Issue #7204, opened 2020-03-24
X Unable to start VM: host remove: Failed to find the VM status


garimagupta779:
**The exact command to reproduce the issue**:

**The full output of the command that failed**:<details>

</details>

**The output of the `minikube logs` command**:<details>

</details>

**The operating system version**:

tstromberg:
I don’t yet have a clear way to replicate this issue. Do you mind adding some additional details? Here is additional information that would be helpful:

*  The exact `minikube start` command line used
*  The full output of the `minikube start` command, preferably with `--alsologtostderr -v=4` for extra logging.

Thank you for sharing your experience!

tstromberg:
Fixed at head.

PR #7230, opened 2020-03-25
Make recreateIfNeeded more robust, improve UX

tstromberg:
Makes recreateIfNeeded more resilient to unexpected machine state failures, such as #7204

Also improves the UX. Here's an example where I've removed the VM of an active minikube cluster from VirtualBox:

## Before

```
🙄  machine 'minikube' does not exist. Proceeding ahead with recreating VM.
🔥  Creating virtualbox VM (CPUs=2, Memory=6000MB, Disk=20000MB) ...
🤦  StartHost failed, but will try again: machine does not exist
🏃  Using the running virtualbox "minikube" VM ...
```

## After

```
🤷  virtualbox "minikube" VM is missing, will recreate.
🔥  Creating virtualbox VM (CPUs=2, Memory=6000MB, Disk=20000MB) ...
```

### DIFF
--- a/pkg/minikube/machine/fix.go
+++ b/pkg/minikube/machine/fix.go
@@ -54,8 +54,6 @@ var (
 
 // fixHost fixes up a previously configured VM so that it is ready to run Kubernetes
 func fixHost(api libmachine.API, cc config.ClusterConfig, n config.Node) (*host.Host, error) {
-	out.T(out.Waiting, "Reconfiguring existing host ...")
-
 	start := time.Now()
 	glog.Infof("fixHost starting: %s", n.Name)
 	defer func() {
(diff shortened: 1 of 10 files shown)


pkg/minikube/machine/fix.go
```diff
@@ -101,51 +99,50 @@ func fixHost(api libmachine.API, cc config.ClusterConfig, n config.Node) (*host.
...
-				}
-				// return ErrMachineNotExist err to initialize preExists flag
-				return h, ErrorMachineNotExist
+		me, err := machineExists(h.Driver.DriverName(), s, serr)
+		glog.Infof("exists: %v err=%v", me, err)
+
+		if !me || err == ErrorMachineNotExist {
+			out.T(out.Shrug, `{{.driver_name}} "{{.cluster}}" {{.machine_type}} is missing, will recreate.`, out.V{"driver_name": cc.Driver, "cluster": cc.Name, "machine_type": machineType})
+			demolish(api, cc, n, h)
+			time.Sleep(1 * time.Second)
```
priyawadhwa: could you include a comment as to why this sleep is needed?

#### EXERCISE AIM
Set down the complete listing once more, exactly as it appears.

#### RESULT FOR THIS EXERCISE
Issue #7204, opened 2020-03-24
X Unable to start VM: host remove: Failed to find the VM status


garimagupta779:
**The exact command to reproduce the issue**:

**The full output of the command that failed**:<details>

</details>

**The output of the `minikube logs` command**:<details>

</details>

**The operating system version**:

tstromberg:
I don’t yet have a clear way to replicate this issue. Do you mind adding some additional details? Here is additional information that would be helpful:

*  The exact `minikube start` command line used
*  The full output of the `minikube start` command, preferably with `--alsologtostderr -v=4` for extra logging.

Thank you for sharing your experience!

tstromberg:
Fixed at head.

PR #7230, opened 2020-03-25
Make recreateIfNeeded more robust, improve UX

tstromberg:
Makes recreateIfNeeded more resilient to unexpected machine state failures, such as #7204

Also improves the UX. Here's an example where I've removed the VM of an active minikube cluster from VirtualBox:

## Before

```
🙄  machine 'minikube' does not exist. Proceeding ahead with recreating VM.
🔥  Creating virtualbox VM (CPUs=2, Memory=6000MB, Disk=20000MB) ...
🤦  StartHost failed, but will try again: machine does not exist
🏃  Using the running virtualbox "minikube" VM ...
```

## After

```
🤷  virtualbox "minikube" VM is missing, will recreate.
🔥  Creating virtualbox VM (CPUs=2, Memory=6000MB, Disk=20000MB) ...
```

### DIFF
--- a/pkg/minikube/machine/fix.go
+++ b/pkg/minikube/machine/fix.go
@@ -54,8 +54,6 @@ var (
 
 // fixHost fixes up a previously configured VM so that it is ready to run Kubernetes
 func fixHost(api libmachine.API, cc config.ClusterConfig, n config.Node) (*host.Host, error) {
-	out.T(out.Waiting, "Reconfiguring existing host ...")
-
 	start := time.Now()
 	glog.Infof("fixHost starting: %s", n.Name)
 	defer func() {
(diff shortened: 1 of 10 files shown)


pkg/minikube/machine/fix.go
```diff
@@ -101,51 +99,50 @@ func fixHost(api libmachine.API, cc config.ClusterConfig, n config.Node) (*host.
...
-				}
-				// return ErrMachineNotExist err to initialize preExists flag
-				return h, ErrorMachineNotExist
+		me, err := machineExists(h.Driver.DriverName(), s, serr)
+		glog.Infof("exists: %v err=%v", me, err)
+
+		if !me || err == ErrorMachineNotExist {
+			out.T(out.Shrug, `{{.driver_name}} "{{.cluster}}" {{.machine_type}} is missing, will recreate.`, out.V{"driver_name": cc.Driver, "cluster": cc.Name, "machine_type": machineType})
+			demolish(api, cc, n, h)
+			time.Sleep(1 * time.Second)
```
priyawadhwa: could you include a comment as to why this sleep is needed?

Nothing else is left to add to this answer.